Google's DeepMind neural network has demonstrated that it can dream up short videos from a single image frame, and it's really cool to see how it works.
As DeepMind noted on Twitter, the artificial intelligence model, named "Transframer" — that's a riff on a "transformer," a common type of AI tool that whips up text based on partial prompts — "excels in video prediction and view synthesis," and is able to "generate 30 [second] videos from a single image."
Transframer is a general-purpose generative framework that can handle many image and video tasks in a probabilistic setting.

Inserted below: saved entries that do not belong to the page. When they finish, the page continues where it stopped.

PR #2262, opened 2015-11-05
New CodeDay Spice

tjhorner:
# CodeDay Spice

This Instant Answer will show [CodeDay](https://codeday.org) events (sorted by closest) when a user searches for "codeday" or a variant of that. Instead of a user having to search "CodeDay" and then click their nearest event, the nearest event will be listed, as well as some other close events. This IA uses the official (and used internally) [CodeDay Clear](http://docs.clear.codeday.org/docs) API to get the events, so the data will always be accurate. Some queries that would trigger this IA are "codeday", "when is codeday?", "codeday.org", and "what is codeday". They will all return a map of all CodeDay events sorted by nearest. This IA is useful for users curious about CodeDay and where they can attend one. The API is totally free, and doesn't require a token (if it ever should, I will send a PR and generate an API application for DDG if needed).

I heard about DuckDuckHack from searching "duckduckgo plugins". Really! I was wondering how DDG could know so much :smile:

Screenshots:

image

image

## Checklist

```
[x] Tested cross-browser compatibility (via BrowserStack)

    - Windows 10
        - [ ] Google Chrome
        - [ ] Firefox
        - [ ] Opera
        - [ ] IE 11
        - [ ] Microsoft edge
        
    - Windows 8
        - [x] Google Chrome (36)
        - [x] Firefox (30)
        - [ ] Opera
        - [x] IE 10
        - [x] IE 11

    - Windows 7
        - [x] Google Chrome (36)
        - [ ] Firefox
        - [ ] Opera
        - [x] IE 8 (it seems DDG itself doesn't even work here)
        - [x] IE 9
        - [ ] IE 10

    - Windows XP
        - [x] Google Chrome (36)
        - [ ] IE 7
        - [x] IE 8 (it seems DDG itself doesn't even work here)

    - Linux (Fedora 22, 4.1.10-200.fc22.x86_64)
        - [x] Google Chrome
        - [x] Firefox
        
    - Mac OSX
        - [ ] Google Chrome
        - [ ] Firefox
        - [x] Opera (12.15)
        - [x] Safari (8)

    - iOS (iPhone)
        - [x] Safari Mobile (iPhone 5S)
        - [ ] Google Chrome
        - [ ] Opera

    - iOS (iPad)
        - [x] Safari Mobile (iPad 4G)
        - [ ] Google Chrome
        - [ ] Opera

    - Android
        - [ ] Firefox
        - [x] Native Browser
        - [x] Google Chrome (N6, N5, latest Chrome)
        - [ ] Opera

```
-----
IA Page: https://duck.co/ia/view/code_day

### DIFF
--- a/lib/DDG/Spice/CodeDay.pm
+++ b/lib/DDG/Spice/CodeDay.pm
@@ -2,31 +2,53 @@ package DDG::Spice::CodeDay;
 # ABSTRACT: Get all CodeDay events, sorted by closest to farthest
 
 use DDG::Spice;
+use Text::Trim;
 
-spice is_cached => 1;
+spice is_cached => 0;
 
 name "CodeDay";
 source "CodeDay.org";
 icon_url "https://codeday.org/assets/img/favicon.ico";
-description "Get the CodeDay event nearest to you and find out more about it.";
-primary_example_queries "codeday near me", "when is codeday?";
-secondary_example_queries "codeday";
+description "Get information about a CodeDay or find the nearest one.";
+primary_example_queries "codeday near me", "when is codeday?", "codeday san diego";
+secondary_example_queries "codeday", "codeday seattle", "what is codeday bay area?";
 category "programming";
 topics "programming", "geek", "computing", "entertainment";
 code_url "https://github.com/duckduckgo/zeroclickinfo-spice/blob/master/lib/DDG/Spice/CodeDay.pm";
 attribution github => ["tjhorner", "TJ Horner"],
             twitter => "tjhorner";
 
-spice to => 'https://clear.codeday.org/api/regions/nearby?lat=$1&lng=$2&limit=50';
-spice from => "(.+)/(.*)";
+spice to => 'https://clear.codeday.org/api/regions/$1?term=$2&lat=$3&lng=$4&limit=50';
+spice from => "(.+)/(.*)/(.*)/(.*)";
 
 spice wrap_jsonp_callback => 1;
 
 triggers any => "codeday", "code day"; # yes, some people spell it like "code day"
 
-handle query => sub {
-    # TODO: Maybe add handling for "codeday [city name]" or "[city name] codeday"?
-    return $loc->latitude,$loc->longitude;
+# adapted from GetEvents
+my $pattern = '';
+my @triggers = ('when((\'|)s| is) (codeday|code day)', 'where((\'|)s| is) codeday', 'what((\'|)s| is) (codeday|code day)', '(codeday|code day)');
+
+handle query_lc => sub {
+    my $query = $_;
+    
+    if((lc $_ eq "codeday") || (index(lc $_, "near me") != -1)){
+        return unless $loc->latitude && $loc->longitude && ($loc->country_code eq "US");
+        return "nearby", " ", $loc->latitude, $loc->longitude;
+    } else {
+        # get the city name
+        foreach $pattern (@triggers) {
+             s/$pattern//gi;
+        }
+        
+        my $query = trim($_);
+        
+        return "search", $query, " ", " " if $query ne "";
+        
+        # they weren't searching for a specific event, give them the nearest one
+        return unless $loc->latitude && $loc->longitude && ($loc->country_code eq "US");
+        return "nearby", " ", $loc->latitude, $loc->longitude;
+    }
 };
 
 1;
--- a/lib/DDG/Spice/CodeDay.pm
+++ b/lib/DDG/Spice/CodeDay.pm
@@ -32,6 +32,8 @@ my @triggers = ('when((\'|)s| is) (codeday|code day)', 'where((\'|)s| is) codeda
 handle query_lc => sub {
     my $query = $_;
     
+    s/\?//gi;
+    
     if((lc $_ eq "codeday") || (index(lc $_, "near me") != -1)){
         return unless $loc->latitude && $loc->longitude && ($loc->country_code eq "US");
         return "nearby", " ", $loc->latitude, $loc->longitude;
--- a/lib/DDG/Spice/CodeDay.pm
+++ b/lib/DDG/Spice/CodeDay.pm
@@ -29,7 +29,7 @@ triggers any => "codeday", "code day"; # yes, some people spell it like "code da
 my $pattern = '';
 my @triggers = ('when((\'|)s| is) (codeday|code day)', 'where((\'|)s| is) codeday', 'what((\'|)s| is) (codeday|code day)', '(codeday|code day)');
 
-handle query_lc => sub {
+handle query => sub {
     my $query = $_;
     
     s/\?//gi;
--- a/lib/DDG/Spice/CodeDay.pm
+++ b/lib/DDG/Spice/CodeDay.pm
@@ -1,0 +1,32 @@
+package DDG::Spice::CodeDay;
+# ABSTRACT: Get all CodeDay events, sorted by closest to farthest
+
+use DDG::Spice;
+
+spice is_cached => 1;
+
+name "CodeDay";
+source "CodeDay.org";
+icon_url "https://codeday.org/assets/img/favicon.ico";
+description "Get the CodeDay event nearest to you and find out more about it.";
+primary_example_queries "codeday near me", "when is codeday?";
+secondary_example_queries "codeday";
+category "programming";
+topics "programming", "geek", "computing", "entertainment";
+code_url "https://github.com/duckduckgo/zeroclickinfo-spice/blob/master/lib/DDG/Spice/CodeDay.pm";
+attribution github => ["tjhorner", "TJ Horner"],
+            twitter => "tjhorner";
+
+spice to => 'https://clear.codeday.org/api/regions/nearby?lat=$1&lng=$2&limit=50';
+spice from => "(.+)/(.*)";
+
+spice wrap_jsonp_callback => 1;
+
+triggers any => "codeday", "code day"; # yes, some people spell it like "code day"
+
+handle query => sub {
+    # TODO: Maybe add handling for "codeday [city name]" or "[city name] codeday"?
+    return $loc->latitude,$loc->longitude;
+};
+
+1;
--- a/share/spice/code_day/code_day.js
+++ b/share/spice/code_day/code_day.js
@@ -23,14 +23,18 @@
                         data_front: {
                             showPin: true,
                             title: "CodeDay " + event.name,
-                            altSubtitle: startDate.format("MMMM Do") + " - " + endDate.format("Do") + ", noon - noon",
+                            altSubtitle: startDate.format("MMM Do") + " - " + endDate.format("Do") + ", noon - noon",
                             titleClass: 'tile__title--3 tx--16 tx--bold mg--none',
-                            altSubClass: 'tx--13 tx-clr--grey'
+                            altSubClass: 'tx--13 tx-clr--grey',
+                            city: venue.address.city,
+                            state: venue.address.state,
+                            
+                            footer_content: Spice.code_day.footer_front
                         },
                         data_back: {
                             title: "CodeDay " + event.name,
                             url: event.current_event.urls.home,
-                            description: venue.address.city + ", " + venue.address.state,
+                            description: venue.address.line_1 + "; " + venue.address.city + ", " + venue.address.state,
                             
                             footer_content: Spice.code_day.footer_back,
 
@@ -38,6 +42,7 @@
                         },
                         address: venue.address.line_1,
                         city: venue.address.city,
+                        state: venue.address.state,
                         lat: parseFloat(event.location.lat),
                         lon: parseFloat(event.location.lng)
                     };
--- a/share/spice/code_day/code_day.js
+++ b/share/spice/code_day/code_day.js
@@ -1,0 +1,65 @@
+(function (env) {
+    "use strict";
+
+    env.ddg_spice_code_day = function(api_result){
+        if (!api_result || api_result.length === 0) {
+            return Spice.failed('code_day');
+        }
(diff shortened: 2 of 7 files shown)


daxtheduck:
@tjhorner Hey!
        
Thanks!

tjhorner:
Hm, let me check and see why that build failed.

moollaza:
@tjhorner that's not your fault, that's something new we released. It doesn't know what Instant Answer your files are connected to because there is not yet an Instant Answer page for your IA.

I'll make one now.

/cc @zachthompson Can we prevent Travis from running the IAChangelog code?

lib/DDG/Spice/CodeDay.pm
```diff
@@ -0,0 +1,32 @@
...
+
+spice to => 'https://clear.codeday.org/api/regions/nearby?lat=$1&lng=$2&limit=50';
+spice from => "(.+)/(.*)";
+
+spice wrap_jsonp_callback => 1;
+
+triggers any => "codeday", "code day"; # yes, some people spell it like "code day"
+
+handle query => sub {
+    # TODO: Maybe add handling for "codeday [city name]" or "[city name] codeday"?
```
moollaza: Right now this triggering is very broad. Any and all queries with "code\s?day" in them will trigger this IA and return a result.

Lets add in a regex here to ensure the query matches some expected pattern:

```perl
handle query_lc => sub {
    return unless m/^when (is|will be) code\s?day$/; #just a rough example
    return unless exists $loc->latitude && exists $loc->longitude; #ensure we have a lat/lon for the user
    return $loc->latitude, $loc->longitude;
}
```

tjhorner: Sure thing, what's a good syntax to use here for multiple regexes?

tjhorner:
So how would I make it query a different API if I wanted?

tjhorner:
Alright, added some checks and added support for looking up a specific event. Will add tests later.

zachthompson:
@moollaza I'm not sure we want to disable it.  Travis is testing whether the repo is releasable or not with the change.  It's a helpful diagnostic because it wouldn't be releasable without an IA page and it really should be created by this point.

tjhorner:
@moollaza any other problems you can notice?

tjhorner:
Moment of realization. I should have made a separate branch for this, I want to develop another Spice right now but since I pushed to `master` I can't lol

lib/DDG/Spice/CodeDay.pm
```diff
@@ -0,0 +1,56 @@
...
+# adapted from GetEvents
+my $pattern = '';
+my @triggers = ('when((\'|)s| is) (codeday|code day)', 'where((\'|)s| is) codeday', 'what((\'|)s| is) (codeday|code day)', '(codeday|code day)');
+
+handle query_lc => sub {
+    my $query = $_;
+    
+    s/\?//gi;
+    
+    if((lc $_ eq "codeday") || (index(lc $_, "near me") != -1)){
```
moollaza: no need for the `lc`. We've already done that for you via the `handle query_lc` :smile:

moollaza:
>Moment of realization. I should have made a separate branch for this, I want to develop another Spice right now but since I pushed to master I can't lol

@tjhorner whoops, that’s no problem, you can still develop another IA on another branch, but you'll want to do something like `git reset --hard upstream/master` to make the new branch match our current master branch.

>So how would I make it query a different API endpoint if I wanted?
>Right now I'm just sending in the endpoint I should call and the params.

That's the simplest way to use multiple endpoints right now. The other option is a separate Spice Perl package, with it's own `spice to`.

share/spice/code_day/code_day.js
```diff
@@ -0,0 +1,63 @@
...
+                    var venue = event.current_event.venue,
+                        startDate = moment(event.current_event.starts_at * 1000), // convert from unix epoch
+                        endDate = moment(event.current_event.ends_at * 1000);
+                    
+                    return {
+                        id: event.id,
+                        data_front: {
+                            showPin: true,
+                            title: "CodeDay " + event.name,
+                            altSubtitle: startDate.format("MMMM Do") + " - " + endDate.format("Do") + ", noon - noon",
```
moollaza: Lets use the abbreviated month name, I don't think this will fit on mobile screens.

moollaza: Actually, let's mimic the GetEvents design: `Abbreviated month, start time-end time`

share/spice/code_day/code_day.js
```diff
@@ -0,0 +1,63 @@
...
+                            titleClass: 'tile__title--3 tx--16 tx--bold mg--none',
+                            altSubClass: 'tx--13 tx-clr--grey'
+                        },
+                        data_back: {
+                            title: "CodeDay " + event.name,
+                            url: event.current_event.urls.home,
+                            description: venue.address.city + ", " + venue.address.state,
```
moollaza: Let's put this (City + State) in the footer of the front tile and the full address on the back of the tile

share/spice/code_day/code_day.js
```diff
@@ -0,0 +1,63 @@
...
+                        id: event.id,
+                        data_front: {
+                            showPin: true,
+                            title: "CodeDay " + event.name,
+                            altSubtitle: startDate.format("MMMM Do") + " - " + endDate.format("Do") + ", noon - noon",
+                            titleClass: 'tile__title--3 tx--16 tx--bold mg--none',
+                            altSubClass: 'tx--13 tx-clr--grey'
+                        },
+                        data_back: {
+                            title: "CodeDay " + event.name,
```
moollaza: Let's put the venue name here -- this way the back of the tile will describe the venue in more detail

share/spice/code_day/code_day.js
moollaza: We should probably also indicate the # of tickets remaining -- that seems like fairly important info? Similarly the price. This info can go in the front footer I think. 

This way the front gives you info about the event, and the back gives you info about the location

share/spice/code_day/code_day.js
```diff
@@ -0,0 +1,63 @@
...
+                    if(!event.current_event) return null;
+                    var venue = event.current_event.venue,
+                        startDate = moment(event.current_event.starts_at * 1000), // convert from unix epoch
+                        endDate = moment(event.current_event.ends_at * 1000);
+                    
+                    return {
+                        id: event.id,
+                        data_front: {
+                            showPin: true,
+                            title: "CodeDay " + event.name,
```
moollaza: Seems live the `event.current_event.name` is ideal?

tjhorner: I didn't use that because it says the season name as well, which is very redundant and takes up more space.

share/spice/code_day/code_day.js
tjhorner: > We should probably also indicate the # of tickets remaining

How about we only show it when it's less than 20? I was considering this earlier but someone might search it, see "87 Tickets Remaining" and think "oh I have time I'll register later" and then forget about it.

tjhorner: > Let's put this (City + State) in the footer of the front tile and the full address on the back of the tile

Address doesn't fit most of the time, it overlaps the footer. Maybe some CSS to make the tile bigger?

share/spice/code_day/code_day.js
tjhorner: It does fit on mobile screens, it's not the best. Abbreviated month does sound better.

lib/DDG/Spice/CodeDay.pm
tjhorner: :+1: will change in the next commit

tjhorner:
Changes in the diff comments have been committed.

lib/DDG/Spice/CodeDay.pm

New work shows it excels in video prediction and view synthesis, and can generate 30s videos from a single image: https://t.co/wX3nrrYEEa 1/ pic.twitter.com/gQk6f9nZyg
— DeepMind (@DeepMind) August 15, 2022
As the Transframer website notes, the AI makes its perspective videos by predicting the target images' surroundings with "context images" — in short, by correctly guessing what one of the chairs below would look like from different perspectives based on extensive training data that lets it "imagine" an actual object from another angle.
This model is especially impressive because it appears to be able to apply artificial depth perception and perspective to generate what the image would look like if someone were to "move" around it, raising the possibility of entire video games based on machine learning tech instead of traditional rendering.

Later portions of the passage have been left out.